(Stored items)
# # # #

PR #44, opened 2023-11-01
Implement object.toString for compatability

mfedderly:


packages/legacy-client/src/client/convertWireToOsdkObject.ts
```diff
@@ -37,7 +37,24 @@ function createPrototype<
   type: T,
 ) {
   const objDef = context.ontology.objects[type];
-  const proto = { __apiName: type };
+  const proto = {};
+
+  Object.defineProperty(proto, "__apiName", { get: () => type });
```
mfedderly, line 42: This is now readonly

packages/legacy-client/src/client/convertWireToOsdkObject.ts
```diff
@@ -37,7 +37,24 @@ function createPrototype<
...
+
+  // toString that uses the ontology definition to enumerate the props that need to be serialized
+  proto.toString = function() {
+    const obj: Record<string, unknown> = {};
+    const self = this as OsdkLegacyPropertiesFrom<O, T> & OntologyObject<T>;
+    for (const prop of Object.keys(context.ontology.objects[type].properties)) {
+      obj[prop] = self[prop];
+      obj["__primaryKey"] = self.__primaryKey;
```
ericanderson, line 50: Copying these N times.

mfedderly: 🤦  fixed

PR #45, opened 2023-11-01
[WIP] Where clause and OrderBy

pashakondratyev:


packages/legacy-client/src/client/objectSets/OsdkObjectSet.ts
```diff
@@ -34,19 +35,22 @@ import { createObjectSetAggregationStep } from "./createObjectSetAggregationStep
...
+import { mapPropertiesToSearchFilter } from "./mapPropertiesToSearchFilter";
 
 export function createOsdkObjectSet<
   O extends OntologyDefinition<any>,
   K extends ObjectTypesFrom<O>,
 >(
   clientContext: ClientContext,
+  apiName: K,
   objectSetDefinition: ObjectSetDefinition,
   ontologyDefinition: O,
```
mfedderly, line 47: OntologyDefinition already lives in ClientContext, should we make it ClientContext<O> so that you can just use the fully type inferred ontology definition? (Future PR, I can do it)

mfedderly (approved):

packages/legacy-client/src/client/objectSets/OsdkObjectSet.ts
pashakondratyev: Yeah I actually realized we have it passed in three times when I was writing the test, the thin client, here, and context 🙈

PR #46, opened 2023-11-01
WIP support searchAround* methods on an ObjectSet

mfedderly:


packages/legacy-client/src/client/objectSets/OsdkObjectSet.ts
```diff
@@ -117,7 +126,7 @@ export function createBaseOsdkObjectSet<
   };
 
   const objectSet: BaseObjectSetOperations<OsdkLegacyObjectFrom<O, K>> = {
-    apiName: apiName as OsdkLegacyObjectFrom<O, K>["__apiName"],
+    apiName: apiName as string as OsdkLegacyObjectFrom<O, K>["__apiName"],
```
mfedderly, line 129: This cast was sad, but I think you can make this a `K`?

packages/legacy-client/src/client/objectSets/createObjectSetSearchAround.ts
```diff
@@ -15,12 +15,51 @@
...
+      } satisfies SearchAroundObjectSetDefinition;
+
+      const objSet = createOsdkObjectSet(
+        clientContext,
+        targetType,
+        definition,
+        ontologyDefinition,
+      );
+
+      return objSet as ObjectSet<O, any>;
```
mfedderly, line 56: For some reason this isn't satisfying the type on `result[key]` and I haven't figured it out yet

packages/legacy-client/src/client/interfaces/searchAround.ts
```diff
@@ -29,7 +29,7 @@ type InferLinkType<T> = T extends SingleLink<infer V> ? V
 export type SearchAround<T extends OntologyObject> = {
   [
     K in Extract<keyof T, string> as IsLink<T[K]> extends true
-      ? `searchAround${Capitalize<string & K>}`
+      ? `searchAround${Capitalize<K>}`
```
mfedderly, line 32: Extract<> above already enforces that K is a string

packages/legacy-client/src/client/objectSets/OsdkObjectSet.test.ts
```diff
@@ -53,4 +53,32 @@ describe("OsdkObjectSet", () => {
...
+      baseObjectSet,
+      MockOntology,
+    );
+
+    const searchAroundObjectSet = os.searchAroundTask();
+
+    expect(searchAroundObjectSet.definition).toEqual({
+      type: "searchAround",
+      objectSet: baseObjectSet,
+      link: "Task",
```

# # # #

## Your objective
An acceptable answer repeats every entry exactly, with nothing omitted.

## Answer to this problem
PR #44, opened 2023-11-01
Implement object.toString for compatability

mfedderly:


packages/legacy-client/src/client/convertWireToOsdkObject.ts
```diff
@@ -37,7 +37,24 @@ function createPrototype<
   type: T,
 ) {
   const objDef = context.ontology.objects[type];
-  const proto = { __apiName: type };
+  const proto = {};
+
+  Object.defineProperty(proto, "__apiName", { get: () => type });
```
mfedderly, line 42: This is now readonly

packages/legacy-client/src/client/convertWireToOsdkObject.ts
```diff
@@ -37,7 +37,24 @@ function createPrototype<
...
+
+  // toString that uses the ontology definition to enumerate the props that need to be serialized
+  proto.toString = function() {
+    const obj: Record<string, unknown> = {};
+    const self = this as OsdkLegacyPropertiesFrom<O, T> & OntologyObject<T>;
+    for (const prop of Object.keys(context.ontology.objects[type].properties)) {
+      obj[prop] = self[prop];
+      obj["__primaryKey"] = self.__primaryKey;
```
ericanderson, line 50: Copying these N times.

mfedderly: 🤦  fixed

PR #45, opened 2023-11-01
[WIP] Where clause and OrderBy

pashakondratyev:


packages/legacy-client/src/client/objectSets/OsdkObjectSet.ts
```diff
@@ -34,19 +35,22 @@ import { createObjectSetAggregationStep } from "./createObjectSetAggregationStep
...
+import { mapPropertiesToSearchFilter } from "./mapPropertiesToSearchFilter";
 
 export function createOsdkObjectSet<
   O extends OntologyDefinition<any>,
   K extends ObjectTypesFrom<O>,
 >(
   clientContext: ClientContext,
+  apiName: K,
   objectSetDefinition: ObjectSetDefinition,
   ontologyDefinition: O,
```
mfedderly, line 47: OntologyDefinition already lives in ClientContext, should we make it ClientContext<O> so that you can just use the fully type inferred ontology definition? (Future PR, I can do it)

mfedderly (approved):

packages/legacy-client/src/client/objectSets/OsdkObjectSet.ts
pashakondratyev: Yeah I actually realized we have it passed in three times when I was writing the test, the thin client, here, and context 🙈

PR #46, opened 2023-11-01
WIP support searchAround* methods on an ObjectSet

mfedderly:


packages/legacy-client/src/client/objectSets/OsdkObjectSet.ts
```diff
@@ -117,7 +126,7 @@ export function createBaseOsdkObjectSet<
   };
 
   const objectSet: BaseObjectSetOperations<OsdkLegacyObjectFrom<O, K>> = {
-    apiName: apiName as OsdkLegacyObjectFrom<O, K>["__apiName"],
+    apiName: apiName as string as OsdkLegacyObjectFrom<O, K>["__apiName"],
```
mfedderly, line 129: This cast was sad, but I think you can make this a `K`?

packages/legacy-client/src/client/objectSets/createObjectSetSearchAround.ts
```diff
@@ -15,12 +15,51 @@
...
+      } satisfies SearchAroundObjectSetDefinition;
+
+      const objSet = createOsdkObjectSet(
+        clientContext,
+        targetType,
+        definition,
+        ontologyDefinition,
+      );
+
+      return objSet as ObjectSet<O, any>;
```
mfedderly, line 56: For some reason this isn't satisfying the type on `result[key]` and I haven't figured it out yet

packages/legacy-client/src/client/interfaces/searchAround.ts
```diff
@@ -29,7 +29,7 @@ type InferLinkType<T> = T extends SingleLink<infer V> ? V
 export type SearchAround<T extends OntologyObject> = {
   [
     K in Extract<keyof T, string> as IsLink<T[K]> extends true
-      ? `searchAround${Capitalize<string & K>}`
+      ? `searchAround${Capitalize<K>}`
```
mfedderly, line 32: Extract<> above already enforces that K is a string

packages/legacy-client/src/client/objectSets/OsdkObjectSet.test.ts
```diff
@@ -53,4 +53,32 @@ describe("OsdkObjectSet", () => {
...
+      baseObjectSet,
+      MockOntology,
+    );
+
+    const searchAroundObjectSet = os.searchAroundTask();
+
+    expect(searchAroundObjectSet.definition).toEqual({
+      type: "searchAround",
+      objectSet: baseObjectSet,
+      link: "Task",
```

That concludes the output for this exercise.